LMMs such as LLaVA [2] typically input a sequence of visual tokens as prefix tokens to the LLM for visual-linguistic reasoning. The visual encoder from pretrained vision-language models, such as CLIP [29] and SigLIP [46], is typically utilized to project the images into the set of visual tokens. In particular, the CLIP visual encoder represents an input image $I$ as an $H× W$ grid of visual tokens ${X}_H× W$ , where each $X_i∈ℝ^C$ is a $C$ dimensional feature vector. Our goal is to learn nested sets of visual tokens $[{X}_S_1,{X}_S_2,⋯,{X}_S_{M}]$ which encode the visual information in a coarse-to-fine manner. To this end, we enforce ${X}_S_{i}⊂{X}_S_{i+1},∀ i$ . Importantly, we do not introduce any new learnable parameters to the LMM. We instead optimize the CLIP visual encoder to learn the nested visual representation directly, and train the ensuing LLM to adapt to the learned nested set of tokens.

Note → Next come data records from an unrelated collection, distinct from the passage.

PR #668, opened 2025-07-10
proc: Add futexes

kamilaboba123:
Implement futexes

## Description
Implement futexes, add new syscalls: futex_wait(), futex_wakeup()

## Motivation and Context
Futexes fix performance issues with the current mutex implementation, by reducing
the amount of syscalls.

## Types of changes

## How Has This Been Tested?

ia32-generic-qemu

## Checklist:

## Special treatment

### DIFF
--- a/include/syscalls.h
+++ b/include/syscalls.h
@@ -124,5 +124,8 @@
 	ID(sys_mprotect) \
 	\
 	ID(sys_statvfs) \
-	ID(sys_uname)
+	ID(sys_uname) \
+    \
+    ID(futex_wait) \
+    ID(futex_wakeup)
 /* clang-format on */
--- a/proc/futex.c
+++ b/proc/futex.c
@@ -31,7 +31,6 @@ int futex_wait(unsigned int *address, unsigned int value, time_t timeout)
 	LIST_ADD(&sleepqueue->futex_list, &futex);
 	proc_lockClear(&process->lock);
 
-	lib_printf("address = %p, *address = %u, value = %u, timeout = %d\n", address, *address, value, timeout);
 	if (*address != value) {
 		proc_lockSet(&process->lock);
 		LIST_REMOVE(&sleepqueue->futex_list, &futex);
@@ -39,7 +38,7 @@ int futex_wait(unsigned int *address, unsigned int value, time_t timeout)
 		return -EAGAIN;
 	}
 
-	int err = proc_threadSleep(timeout * 1000 * 1000);
+	int err = proc_threadSleep2(futex.waiting_thread, timeout * 1000 * 1000);
 	if (err < 0) {
 		proc_lockSet(&process->lock);
 		LIST_REMOVE(&sleepqueue->futex_list, &futex);
@@ -50,8 +49,6 @@ int futex_wait(unsigned int *address, unsigned int value, time_t timeout)
 
 int futex_wakeup(unsigned int *address, unsigned int n_threads)
 {
-	lib_printf("address = %p, *address = %u, n_threads = %u\n", address, *address, n_threads);
-
 	if (n_threads == 0) {
 		return 0;
 	}
@@ -73,7 +70,6 @@ int futex_wakeup(unsigned int *address, unsigned int n_threads)
 		if (i == n_threads) {
 			break;
 		}
-		lib_printf("WAKEUP\n");
 		int err = proc_threadWakeup(&f->waiting_thread);
 		if (err < 0) {
 			return err;
--- a/proc/futex.c
+++ b/proc/futex.c
@@ -1,0 +1,85 @@
+#include "hal/hal.h"
+#include "lib/lib.h"
+#include "include/errno.h"
+#include "process.h"
+#include "threads.h"
+#include "futex.h"
+
+static inline futex_sleepqueue_t *futex_getSleepQueue(process_t *process, futex_t *f)
+{
+    unsigned int key = f->address >> 3;
+    key ^= key >> FUTEX_SLEEPQUEUES_BITS;
+    return &process->futex_sleepqueues[key & FUTEX_SLEEPQUEUES_MASK];
+}
+
+int futex_wait(unsigned int *address, unsigned int value, time_t timeout)
+{
+    thread_t *thread = proc_current();
+    process_t *process = thread->process;
+
+    futex_t futex;
+    hal_memset(&futex, 0, sizeof(futex));
+    futex_sleepqueue_t *sleepqueue = NULL;
+
+    addr_t off = (addr_t)address;
+    futex.address = off;
+
+    sleepqueue = futex_getSleepQueue(process, &futex);
+
+    futex.waiting_thread = thread;
+    proc_lockSet(&process->lock);
+    LIST_ADD(&sleepqueue->futex_list, &futex);
+    proc_lockClear(&process->lock);
+
+    lib_printf("address = %p, *address = %u, value = %u, timeout = %d\n", address, *address, value, timeout);
+    if (*address != value) {
+        proc_lockSet(&process->lock);
+        LIST_REMOVE(&sleepqueue->futex_list, &futex);
+        proc_lockClear(&process->lock);
+        return -EAGAIN;
+    }
+
+    int err = proc_threadSleep(timeout * 1000 * 1000);
+    if (err < 0) {
+        proc_lockSet(&process->lock);
+        LIST_REMOVE(&sleepqueue->futex_list, &futex);
+        proc_lockClear(&process->lock);
+    }
+    return err;
+}
+
+int futex_wakeup(unsigned int *address, unsigned int n_threads)
+{
+    lib_printf("address = %p, *address = %u, n_threads = %u\n", address, *address, n_threads);
+
+    if (n_threads == 0) {
+        return 0;
+    }
+    
+    thread_t *thread = proc_current();
+    process_t *process = thread->process;
+
+    futex_t futex;
+    hal_memset(&futex, 0, sizeof(futex));
+    
+    addr_t off = (addr_t)address;
+    futex.address = off;
+
+    futex_sleepqueue_t *sleepqueue = futex_getSleepQueue(process, &futex);
+
+    futex_t *f = sleepqueue->futex_list;
+    int i = 0;
+    while (f != NULL) {
+        if (i == n_threads) {
+            break;
+        }
+        lib_printf("WAKEUP\n");
+        int err = proc_threadWakeup(&f->waiting_thread);
+        if (err < 0) {
+            return err;
+        }
+        f = f->next, i++;
+    }
+    return i;
+}
+
--- a/proc/futex.c
+++ b/proc/futex.c
@@ -7,79 +7,78 @@
 
 static inline futex_sleepqueue_t *futex_getSleepQueue(process_t *process, futex_t *f)
 {
-    unsigned int key = f->address >> 3;
-    key ^= key >> FUTEX_SLEEPQUEUES_BITS;
-    return &process->futex_sleepqueues[key & FUTEX_SLEEPQUEUES_MASK];
+	unsigned int key = f->address >> 3;
+	key ^= key >> FUTEX_SLEEPQUEUES_BITS;
+	return &process->futex_sleepqueues[key & FUTEX_SLEEPQUEUES_MASK];
 }
 
 int futex_wait(unsigned int *address, unsigned int value, time_t timeout)
 {
-    thread_t *thread = proc_current();
-    process_t *process = thread->process;
+	thread_t *thread = proc_current();
+	process_t *process = thread->process;
 
-    futex_t futex;
-    hal_memset(&futex, 0, sizeof(futex));
-    futex_sleepqueue_t *sleepqueue = NULL;
+	futex_t futex;
+	hal_memset(&futex, 0, sizeof(futex));
+	futex_sleepqueue_t *sleepqueue = NULL;
 
-    addr_t off = (addr_t)address;
-    futex.address = off;
+	addr_t off = (addr_t)address;
+	futex.address = off;
 
-    sleepqueue = futex_getSleepQueue(process, &futex);
+	sleepqueue = futex_getSleepQueue(process, &futex);
 
-    futex.waiting_thread = thread;
-    proc_lockSet(&process->lock);
-    LIST_ADD(&sleepqueue->futex_list, &futex);
-    proc_lockClear(&process->lock);
+	futex.waiting_thread = thread;
+	proc_lockSet(&process->lock);
+	LIST_ADD(&sleepqueue->futex_list, &futex);
+	proc_lockClear(&process->lock);
 
-    lib_printf("address = %p, *address = %u, value = %u, timeout = %d\n", address, *address, value, timeout);
-    if (*address != value) {
-        proc_lockSet(&process->lock);
-        LIST_REMOVE(&sleepqueue->futex_list, &futex);
-        proc_lockClear(&process->lock);
-        return -EAGAIN;
-    }
+	lib_printf("address = %p, *address = %u, value = %u, timeout = %d\n", address, *address, value, timeout);
+	if (*address != value) {
+		proc_lockSet(&process->lock);
+		LIST_REMOVE(&sleepqueue->futex_list, &futex);
+		proc_lockClear(&process->lock);
+		return -EAGAIN;
+	}
 
-    int err = proc_threadSleep(timeout * 1000 * 1000);
-    if (err < 0) {
-        proc_lockSet(&process->lock);
-        LIST_REMOVE(&sleepqueue->futex_list, &futex);
-        proc_lockClear(&process->lock);
-    }
-    return err;
+	int err = proc_threadSleep(timeout * 1000 * 1000);
+	if (err < 0) {
+		proc_lockSet(&process->lock);
+		LIST_REMOVE(&sleepqueue->futex_list, &futex);
+		proc_lockClear(&process->lock);
+	}
+	return err;
 }
 
 int futex_wakeup(unsigned int *address, unsigned int n_threads)
 {
-    lib_printf("address = %p, *address = %u, n_threads = %u\n", address, *address, n_threads);
+	lib_printf("address = %p, *address = %u, n_threads = %u\n", address, *address, n_threads);
 
-    if (n_threads == 0) {
-        return 0;
-    }
-    
-    thread_t *thread = proc_current();
-    process_t *process = thread->process;
+	if (n_threads == 0) {
+		return 0;
+	}
 
-    futex_t futex;
-    hal_memset(&futex, 0, sizeof(futex));
-    
-    addr_t off = (addr_t)address;
-    futex.address = off;
+	thread_t *thread = proc_current();
+	process_t *process = thread->process;
 
-    futex_sleepqueue_t *sleepqueue = futex_getSleepQueue(process, &futex);
+	futex_t futex;
+	hal_memset(&futex, 0, sizeof(futex));
 
-    futex_t *f = sleepqueue->futex_list;
-    int i = 0;
-    while (f != NULL) {
-        if (i == n_threads) {
-            break;
-        }
-        lib_printf("WAKEUP\n");
-        int err = proc_threadWakeup(&f->waiting_thread);
-        if (err < 0) {
-            return err;
-        }
-        f = f->next, i++;
-    }
-    return i;
+	addr_t off = (addr_t)address;
+	futex.address = off;
+
+	futex_sleepqueue_t *sleepqueue = futex_getSleepQueue(process, &futex);
+
+	futex_t *f = sleepqueue->futex_list;
+	int i = 0;
+	while (f != NULL) {
+		if (i == n_threads) {
+			break;
+		}
+		lib_printf("WAKEUP\n");
+		int err = proc_threadWakeup(&f->waiting_thread);
+		if (err < 0) {
+			return err;
+		}
+		f = f->next, i++;
+	}
+	return i;
 }
-
--- a/proc/futex.h
+++ b/proc/futex.h
@@ -5,21 +5,21 @@
 
 /* Implementation inspired by: https://github.com/openbsd/src/blob/master/sys/kern/sys_futex.c */
 
-#define FUTEX_SLEEPQUEUES_BITS  6
-#define FUTEX_SLEEPQUEUES_SIZE  (1U << FUTEX_SLEEPQUEUES_BITS)
-#define FUTEX_SLEEPQUEUES_MASK  (FUTEX_SLEEPQUEUES_SIZE - 1)
+#define FUTEX_SLEEPQUEUES_BITS 6
+#define FUTEX_SLEEPQUEUES_SIZE (1U << FUTEX_SLEEPQUEUES_BITS)
+#define FUTEX_SLEEPQUEUES_MASK (FUTEX_SLEEPQUEUES_SIZE - 1)
 
 struct _thread_t;
 
 typedef struct _futex_t {
-    struct _futex_t *prev, *next;
-    addr_t address;
+	struct _futex_t *prev, *next;
+	addr_t address;
 
-    struct _thread_t *waiting_thread;
+	struct _thread_t *waiting_thread;
 } futex_t;
 
 typedef struct {
-    futex_t *futex_list;
+	futex_t *futex_list;
 } futex_sleepqueue_t;
 
 int futex_wait(unsigned int *address, unsigned int value, time_t timeout);
--- a/proc/futex.h
+++ b/proc/futex.h
@@ -1,0 +1,28 @@
+#ifndef _PROC_FUTEX_H_
+#define _PROC_FUTEX_H_
+
+#include "include/types.h"
+
+/* Implementation inspired by: https://github.com/openbsd/src/blob/master/sys/kern/sys_futex.c */
+
+#define FUTEX_SLEEPQUEUES_BITS  6
+#define FUTEX_SLEEPQUEUES_SIZE  (1U << FUTEX_SLEEPQUEUES_BITS)
+#define FUTEX_SLEEPQUEUES_MASK  (FUTEX_SLEEPQUEUES_SIZE - 1)
+
+struct _thread_t;
+
+typedef struct _futex_t {
+    struct _futex_t *prev, *next;
+    addr_t address;
+
+    struct _thread_t *waiting_thread;
+} futex_t;
+
+typedef struct {
+    futex_t *futex_list;
+} futex_sleepqueue_t;
+
+int futex_wait(unsigned int *address, unsigned int value, time_t timeout);
+int futex_wakeup(unsigned int *address, unsigned int n_threads);
+
+#endif
--- a/proc/process.h
+++ b/proc/process.h
@@ -72,7 +72,7 @@ typedef struct _process_t {
 	void *got;
 	hal_tls_t tls;
 
-    futex_sleepqueue_t futex_sleepqueues[FUTEX_SLEEPQUEUES_SIZE];
+	futex_sleepqueue_t futex_sleepqueues[FUTEX_SLEEPQUEUES_SIZE];
 } process_t;
 
 
--- a/proc/process.h
+++ b/proc/process.h
@@ -23,6 +23,7 @@
 #include "vm/amap.h"
 #include "syspage.h"
 #include "lib/lib.h"
+#include "futex.h"
 
 #define MAX_PID MAX_ID
 
@@ -70,6 +71,8 @@ typedef struct _process_t {
 
 	void *got;
 	hal_tls_t tls;
+
+    futex_sleepqueue_t futex_sleepqueues[FUTEX_SLEEPQUEUES_SIZE];
 } process_t;
 
 
--- a/proc/threads.h
+++ b/proc/threads.h
@@ -28,12 +28,17 @@
 #define THREAD_END_NOW 2
 
 /* Parent thread states */
-enum { PREFORK = 0, FORKING = 1, FORKED };
+enum { PREFORK = 0,
+	FORKING = 1,
+	FORKED };
 
 /* Child thread states */
-enum { OWNSTACK = 0, PARENTSTACK };
+enum { OWNSTACK = 0,
+	PARENTSTACK };
 
-enum { READY = 0, SLEEP, GHOST };
+enum { READY = 0,
+	SLEEP,
+	GHOST };
 
 
 typedef struct _thread_t {
--- a/proc/threads.h
+++ b/proc/threads.h
@@ -165,6 +165,9 @@ extern void proc_zombie(process_t *proc);
 extern int proc_threadSleep(time_t us);
 
 
+extern int proc_threadSleep2(thread_t *thread, time_t us);
+
+
 extern int proc_threadWait(thread_t **queue, spinlock_t *spinlock, time_t timeout, spinlock_ctx_t *scp);
 
 
--- a/proc/userintr.c
+++ b/proc/userintr.c
@@ -31,11 +31,11 @@ void userintr_put(userintr_t *ui)
 	int rem;
 
 	LIB_ASSERT(ui != NULL, "process: %s, pid: %d, tid: %d, ui == NULL",
-		t->process->path, process_getPid(t->process), proc_getTid(t));
+			t->process->path, process_getPid(t->process), proc_getTid(t));
 
 	rem = resource_put(t->process, &ui->resource);
 	LIB_ASSERT(rem >= 0, "process: %s, pid: %d, tid: %d, refcnt below zero",
-		t->process->path, process_getPid(t->process), proc_getTid(t));
+			t->process->path, process_getPid(t->process), proc_getTid(t));
 	if (rem <= 0) {
 		hal_interruptsDeleteHandler(&ui->handler);
 
--- a/syscalls.c
+++ b/syscalls.c
@@ -37,36 +37,36 @@
 
 int syscalls_futex_wait(void *ustack)
 {
-    unsigned int *addr;
-    GETFROMSTACK(ustack, unsigned int *, addr, 0);
-    unsigned int value;
-    GETFROMSTACK(ustack, unsigned int, value, 1);
-    time_t timeout;
-    GETFROMSTACK(ustack, time_t, timeout, 2);
+	unsigned int *addr;
+	GETFROMSTACK(ustack, unsigned int *, addr, 0);
+	unsigned int value;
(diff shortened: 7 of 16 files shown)


proc/futex.c
```diff
@@ -0,0 +1,84 @@
...
+int futex_wait(unsigned int *address, unsigned int value, time_t timeout)
+{
+	thread_t *thread = proc_current();
+	process_t *process = thread->process;
+
+	futex_t futex;
+	hal_memset(&futex, 0, sizeof(futex));
+	futex_sleepqueue_t *sleepqueue = NULL;
+
+	addr_t off = (addr_t)address;
```
ziemleszcz: Local variables should be defined before the function code.

proc/futex.c
```diff
@@ -0,0 +1,84 @@
...
+#include "futex.h"
+
+static inline futex_sleepqueue_t *futex_getSleepQueue(process_t *process, futex_t *f)
+{
+	unsigned int key = f->address >> 3;
+	key ^= key >> FUTEX_SLEEPQUEUES_BITS;
+	return &process->futex_sleepqueues[key & FUTEX_SLEEPQUEUES_MASK];
+}
+
+int futex_wait(unsigned int *address, unsigned int value, time_t timeout)
```
ziemleszcz: Use `u32` for futex instead of `unsigned int`.

proc/futex.c
```diff
@@ -0,0 +1,84 @@
...
+
+	futex_t futex;
+	hal_memset(&futex, 0, sizeof(futex));
+
+	addr_t off = (addr_t)address;
+	futex.address = off;
+
+	futex_sleepqueue_t *sleepqueue = futex_getSleepQueue(process, &futex);
+
+	futex_t *f = sleepqueue->futex_list;
```
ziemleszcz: Unprotected access to the list.

proc/futex.c
```diff
@@ -0,0 +1,84 @@
...
+	int i = 0;
+	while (f != NULL) {
+		if (i == n_threads) {
+			break;
+		}
+		lib_printf("WAKEUP\n");
+		int err = proc_threadWakeup(&f->waiting_thread);
```
ziemleszcz: Incorrect usage of `proc_threadWakeup` - the argument should be a wait queue. Please refer to other usage examples.

proc/threads.h
```diff
@@ -160,6 +160,9 @@ extern void proc_zombie(process_t *proc);
 extern int proc_threadSleep(time_t us);
 
 
+extern int proc_threadSleep2(thread_t *thread, time_t us);
```
ziemleszcz: Unused.

proc/futex.c
```diff
@@ -0,0 +1,74 @@
...
+	key = address >> 3;
+	key ^= key >> FUTEX_SLEEPQUEUES_BITS;
+	futex_sleepqueue = &process->futex_sleepqueues[key & FUTEX_SLEEPQUEUES_MASK];
+	proc_lockClear(&process->lock);
+	return futex_sleepqueue;
+}
+
+int proc_futexWait(u32 *address, u32 value, time_t timeout)
+{
+	thread_t *current_thread = proc_current();
```
ziemleszcz: Prefer lazy initialization, if the function returns EAGAIN  there is no need to assign `current_thread`. In fact, `current_thread` and `current_process` variables can be omitted entirely by directly referencing `proc_current()->process`.

proc/futex.c
```diff
@@ -0,0 +1,74 @@
...
+	process_t *current_process = current_thread->process;
+	addr_t key = (addr_t)address;
+	spinlock_ctx_t ctx;
+	futex_sleepqueue_t *sleepqueue;
+	int err;
+	time_t now;
+
+	if (*address != value) {
```
ziemleszcz: Another thread may modify futex value between lines 31 and 38. For now, it can be left as-is to observe the effects of incorrect futex synchronization during testing.

proc/futex.c
```diff
@@ -0,0 +1,74 @@
...
+		return -EAGAIN;
+	}
+	sleepqueue = futex_getSleepQueue(current_process, key);
+
+	proc_gettime(&now, NULL);
+
+	hal_spinlockSet(&sleepqueue->spinlock, &ctx);
+	sleepqueue->count += 1;
+	err = proc_threadWaitInterruptible(&sleepqueue->threads, &sleepqueue->spinlock, now + timeout, &ctx);
```
ziemleszcz: The infinite timeout case (timeout value of 0) is not handled correctly.

proc/futex.c
```diff
@@ -0,0 +1,74 @@
...
+		return 0;
+	}
+
+	sleepqueue = futex_getSleepQueue(current_process, key);
+	hal_spinlockSet(&sleepqueue->spinlock, &ctx);
+	if (n_threads == FUTEX_WAKEUP_ALL) {
+		n_threads = sleepqueue->count;
+	}
+
+	for (int i = 0; i < n_threads && sleepqueue->count > 0; i++, sleepqueue->count -= 1) {
```
ziemleszcz: Move definition of `i` to the top.

proc/futex.c
```diff
@@ -0,0 +1,74 @@
...
+		err = proc_threadWakeup(&sleepqueue->threads);
```
ziemleszcz: Please verify the return value semantics, it returns either 0 or 1.

proc/futex.c
```diff
@@ -0,0 +1,74 @@
...
+		if (err < 0) {
+			hal_spinlockClear(&sleepqueue->spinlock, &ctx);
+			return err;
+		}
+	}
+	hal_spinlockClear(&sleepqueue->spinlock, &ctx);
+	return n_threads;
```
ziemleszcz: It should return number of threads that were woken up (please see `proc_threadWakeup` return value).

proc/futex.h
```diff
@@ -0,0 +1,22 @@
...
+
+/* Implementation inspired by: https://github.com/openbsd/src/blob/master/sys/kern/sys_futex.c */
+
+#define FUTEX_SLEEPQUEUES_BITS 6
+#define FUTEX_SLEEPQUEUES_SIZE (1U << FUTEX_SLEEPQUEUES_BITS)
+#define FUTEX_SLEEPQUEUES_MASK (FUTEX_SLEEPQUEUES_SIZE - 1)
+#define FUTEX_WAKEUP_ALL       ((u32) - 1)
+
+typedef struct {
+	struct _thread_t *threads;
```
ziemleszcz, line 38: You can use `thread_t` type.

proc/futex.c
```diff
@@ -0,0 +1,74 @@
...
+	addr_t key = (addr_t)address;
+	int err;
+	spinlock_ctx_t ctx;
+	futex_sleepqueue_t *sleepqueue;
+
+	if (n_threads == 0) {
+		return 0;
+	}
+
+	sleepqueue = futex_getSleepQueue(current_process, key);
```
ziemleszcz: Handling of futex `key` collisions is not implemented yet. Please add a TODO comment about this.

proc/futex.c
```diff
@@ -0,0 +1,78 @@
...
+	if (*address != value) {
+		return -EAGAIN;
+	}
+	current_process = proc_current()->process;
+	key = (addr_t)address;
+	sleepqueue = futex_getSleepQueue(current_process, key);
+
+	if (timeout > 0) {
+		proc_gettime(&now, NULL);
+		total_timeout = now + timeout;
```
ziemleszcz: `total_timeout` variable is redundant, you can add `now` directly to `timeout` instead.

proc/futex.c
```diff
@@ -0,0 +1,78 @@
...
+	addr_t key;
+	spinlock_ctx_t ctx;
+	futex_sleepqueue_t *sleepqueue;
+	int err;
+	time_t now, total_timeout = 0;
+
+	if (*address != value) {
+		return -EAGAIN;
+	}
+	current_process = proc_current()->process;
```
ziemleszcz: There is a single reference to `current_process` variable, it can be replaced with `proc_current()->process`, allowing the removal of this variable.

proc/futex.c
```diff
@@ -0,0 +1,78 @@
...
+	key = (addr_t)address;
+	sleepqueue = futex_getSleepQueue(current_process, key);
+
+	if (timeout > 0) {
+		proc_gettime(&now, NULL);
+		total_timeout = now + timeout;
+	}
+
+	hal_spinlockSet(&sleepqueue->spinlock, &ctx);
+	sleepqueue->count += 1;
```
ziemleszcz: Is this counter really needed?

proc/futex.c
```diff
@@ -0,0 +1,78 @@
...
+
+	if (n_threads == 0) {
+		return 0;
+	}
+
+	current_process = proc_current()->process;
+	key = (addr_t)address;
+	sleepqueue = futex_getSleepQueue(current_process, key);
+	hal_spinlockSet(&sleepqueue->spinlock, &ctx);
+	if (n_threads == FUTEX_WAKEUP_ALL) {
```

For ease of exposition, we consider CLIP-ViT-L-336 [29] as the visual encoder, where an image is encoded as $24× 24$ visual tokens (576 total). We create $M$ sets of tokens e.g., $|S_i|∈\{1,9,36,144,576\}$ , in which the visual tokens at the coarser level are derived directly from those at the finer level. Specifically, given the initial $24× 24$ visual tokens, We sequentially apply $2× 2$ pooling with a stride 2, resulting in $12× 12,6× 6$ , and $3× 3$ visual tokens. Finally, we apply $3× 3$ pooling and get the most condensed single visual token. In this way, the sets of Matryoshka visual tokens can gradually preserve the spatial information in the original tokens while simultaneously forming a coarse-to-fine nested representation.

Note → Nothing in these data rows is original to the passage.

PR #670, opened 2025-07-14
!syscalls: move signal handling to kernel

### LINKED ISSUE #1367: libphoenix: calling signal or sigaction causes temporary unmasking of other signals
Current implementation of signal() and sigaction() unmasks all signals during masking modified one.
Code example:
```C
int main(void) {
	sigset_t s;
	sigemptyset(&s);
	sigaddset(&s, SIGUSR1);
	sigprocmask(SIG_SETMASK, &s, NULL);
	raise(SIGUSR1);

	signal(SIGUSR2, SIG_IGN);
	return 0;
}
```
Behavior: process exits with status 158 (SIGUSR1 termination)
Expected: process exits with status 0

### LINKED ISSUE #1432: `wait()` can be interrupted even when signal is ignored
quote from `POSIX` [wait()](https://pubs.opengroup.org/onlinepubs/009696899/functions/wait.html) description:
_The wait() function shall suspend execution of the calling thread until status information for one of the terminated child processes of the calling process is available, or **until delivery of a signal whose action is either to execute a signal-catching function or to terminate the process**._ 

Reproduction code (ia32-generic-qemu):
```c
#include <stdio.h>
#include <unistd.h>
#include <signal.h>
#include <stdlib.h>
#include <errno.h>
#include <sys/wait.h>

int main(void)
{
        struct sigaction sa;
        sa.sa_handler = SIG_IGN;
        sa.sa_flags = 0;
        sigemptyset(&sa.sa_mask);
        sigaction(SIGALRM, &sa, NULL);

        if (fork() == 0) {
                sleep(5);
                exit(0);
        }

        alarm(1);
        int ret = wait(NULL);

        printf("ret: %d errno: %d\n", ret, errno);

        return 0;
}
```

Image

### LINKED ISSUE #1448: `exit()`: `WIFEXITED` returns false and `WIFSIGNALED` true for exit codes above 255
Quote from `POSIX` [`exit()`](https://pubs.opengroup.org/onlinepubs/009695299/functions/exit.html) description:

_The value of status may be 0, EXIT_SUCCESS, EXIT_FAILURE, or any other value, **though only the least significant 8 bits (that is, status & 0377) shall be available to a waiting parent process**._

Reproduction (ia32-generic-qemu):
```c
#include <stdio.h>
#include <stdlib.h>
#include <unistd.h>

int main(void)
{
        if (fork() == 0) {
                sleep(2);
                exit(0xFF);
        }

        if (fork() == 0) {
                sleep(5);
                exit(0xFF + 1);
        }

        int status;

        for (int i = 0; i < 2; i++) {
                wait(&status);

                if (WIFEXITED(status)) {
                        printf("exited correctly\n");
                }
                else if (WIFSIGNALED(status)) {
                        printf("wrong exit without signal\n");
                }
                else {
                        printf("error\n");
                }
        }

        return 0;
}
```

Image

### LINKED ISSUE #1453: `kill()` doesn't fail on invalid negative signal number
Reproduction (ia32-generic-qemu):
```c
#include <stdio.h>
#include <errno.h>
#include <unistd.h>
#include <signal.h>

int main(void)
{
        int ret, dummy = -1;

        errno = 0;
        ret = kill(getpid(), dummy);
        printf("kill ret: %d errno: %d\n", ret, errno);

        dummy = 123;
        errno = 0;
        ret = kill(getpid(), dummy);
        printf("kill ret: %d errno: %d\n", ret, errno);

        return 0;
}
```

Image

### LINKED ISSUE #1456: child process signal mask is not inherited from the parent
Reproduction (ia32-generic-qemu):
```c
#include <stdio.h>
#include <unistd.h>
#include <stdlib.h>
#include <signal.h>
#include <sys/wait.h>

int main(void)
{
        sigset_t set;
        sigset_t oldset;
        int ret;

        sigemptyset(&set);
        sigaddset(&set, SIGHUP);
        sigaddset(&set, SIGTERM);
        sigaddset(&set, SIGINT);
        sigaddset(&set, SIGTTIN);
        sigaddset(&set, SIGTTOU);

        ret = sigprocmask(SIG_SETMASK, &set, NULL);
        if (ret != 0) {
                perror("sigprocmask");
                return 1;
        }

        if (fork() == 0) {
                ret = sigprocmask(SIG_SETMASK, NULL, &oldset);
                if (ret != 0) {
                        perror("sigprocmask");
                        return 1;
                }

                printf("SIGHUP: %d\n", sigismember(&oldset, SIGHUP));
                printf("SITERM: %d\n", sigismember(&oldset, SIGTERM));
                printf("SIINT: %d\n", sigismember(&oldset, SIGINT));
                printf("SIGTTIN: %d\n", sigismember(&oldset, SIGTTIN));
                printf("SIGTTOU: %d\n", sigismember(&oldset, SIGTTOU));

                exit(0);
        }

        wait(NULL);

        return 0;
}
```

We train M 3 by averaging the autoregressive next token prediction loss for each scale $S_i$ for each image $I_i$ . Specifically, given a Matryoshka visual representation ${X}_S_{i}$ for scale $S_i$ , we maximize the likelihood of the predicted tokens matching the ground-truth answer $X_a$ :
$$
P(X_a\mid{X}_S_{i},X_q)=∏
_j=1^LP_\boldsymbol{θ}(x_j\mid{X}_S_{i},X_
q,X_a,<j),
$$
where $\boldsymbol{θ}$ is the trainable parameters of the model, which includes both the CLIP visual encoder and the ensuing LLM. $X_q$ denotes the question in text format, $L$ denotes the token length of the ground truth answer $X_a$ , and $X_a,<j$ denotes all the ground truth answer tokens before the current prediction token $x_j$ , where $j$ denotes the token index during text token generation. We omit system messages for clarity, though they are part of the conditioning. Figure 3 shows our model architecture.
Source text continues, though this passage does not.